8 Payday loan alternative to save you from paying high rates

Payday loans are used by over 12 million Americans each year - and they can offer an important injection of cash if you need to borrow money for an emergency.

But these often fast and convenient loans carry very high fees, with typical rates at 400% to 500% APR and many customers left in a worse financial position than when they started.

But in 2021, there are plenty of alternatives available and potential borrowers should consider all their options before going for the quick and easy option of getting a payday loan online or from one of the 23,000 payday stores across America. We speak to loans specialist, Pheabs, to get an overview of the best payday alternatives available today.

  1. Borrow money from family and friends

The most common form of borrowing in the world is from direct family and friend members. After all, it is common for parents to contribute to the purchase of a new home or a new car - and they are likely to be the best people to help you if you face an emergency bill.

Borrowing from close friends and family can be very convenient since they can often give you cash in hand, there are no applications or credit checks and the repayment terms are often very casual and without interest charged. Depending on the relationship, it might be worth having clear repayment terms in place, just to avoid any confrontation or conflict down the line.

  1. Use a credit union

With almost 6,000 credit unions across America, these not-for-profit organisations are designed to help people in their local community, offering short term loans at very low rates and a very lenient lending criteria. Hence, credit unions are well-suited to people with less than perfect credit scores and there are rarely late fees if you are behind on repayments. The only compromise is that funds can take a while to be processed, compared to your online payday lender who is going to be super fast.

  1. Sell things you no longer need

Our homes are full of junk that we no longer use, including books, clothes and CDs that someone is willing to pay good money for. So whether it is selling these at a local yard sale or via a buy-and-sell app, you are potentially sitting on hundreds of dollars, which is the typical amount requested from a payday loan.

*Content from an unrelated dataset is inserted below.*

Issue #58, opened 2024-07-16
Pickling client objects is explicitly not supported (Iterable Dataset)


SkanderBS2024:
Hello,

I've been running the following function which loads data from a bucket containg (1 txt and 2csv files)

Of course, people who apply for payday loans often need them urgently, but you can stay one step ahead of the game and sell unwanted items and put the money aside for a rainy day, so at least you will have $300 or $600 there when your boiler breaks or your car needs repairs.

  1. Use credit cards cleverly

Credit cards can be a very cheap form of credit if used wisely. For instance, some credit card providers offer 0% APR as part of an introductory offer, so if you are able to pay in full on-time each month, you can essentially borrow money with zero interest. I

If you have credit card debts, you should not use payday loans to pay them off, but consider using a balance transfer card to move the debt onto another card and if the new card is 0% interest, this should give you some breathing time to pay off your debts at very low cost.

  1. Use a true payday loan alternative

Today, there are startups that act as true payday alternatives, including apps that offer overdraft facilities with lower rates, and you can simply borrow money as you go, topping up or repaying as you need. This way, you avoid overborrowing or paying too much interest, as you would with a payday loan.

There are also peer to peer loan companies such as Lending Club, Prosper and Fund Ourselves that offer more affordable rates based on your credit score. Your loan requirements are matched with an individual investor who is looking to get a return on investment - and the rates can be very favorable at less than 35% APR.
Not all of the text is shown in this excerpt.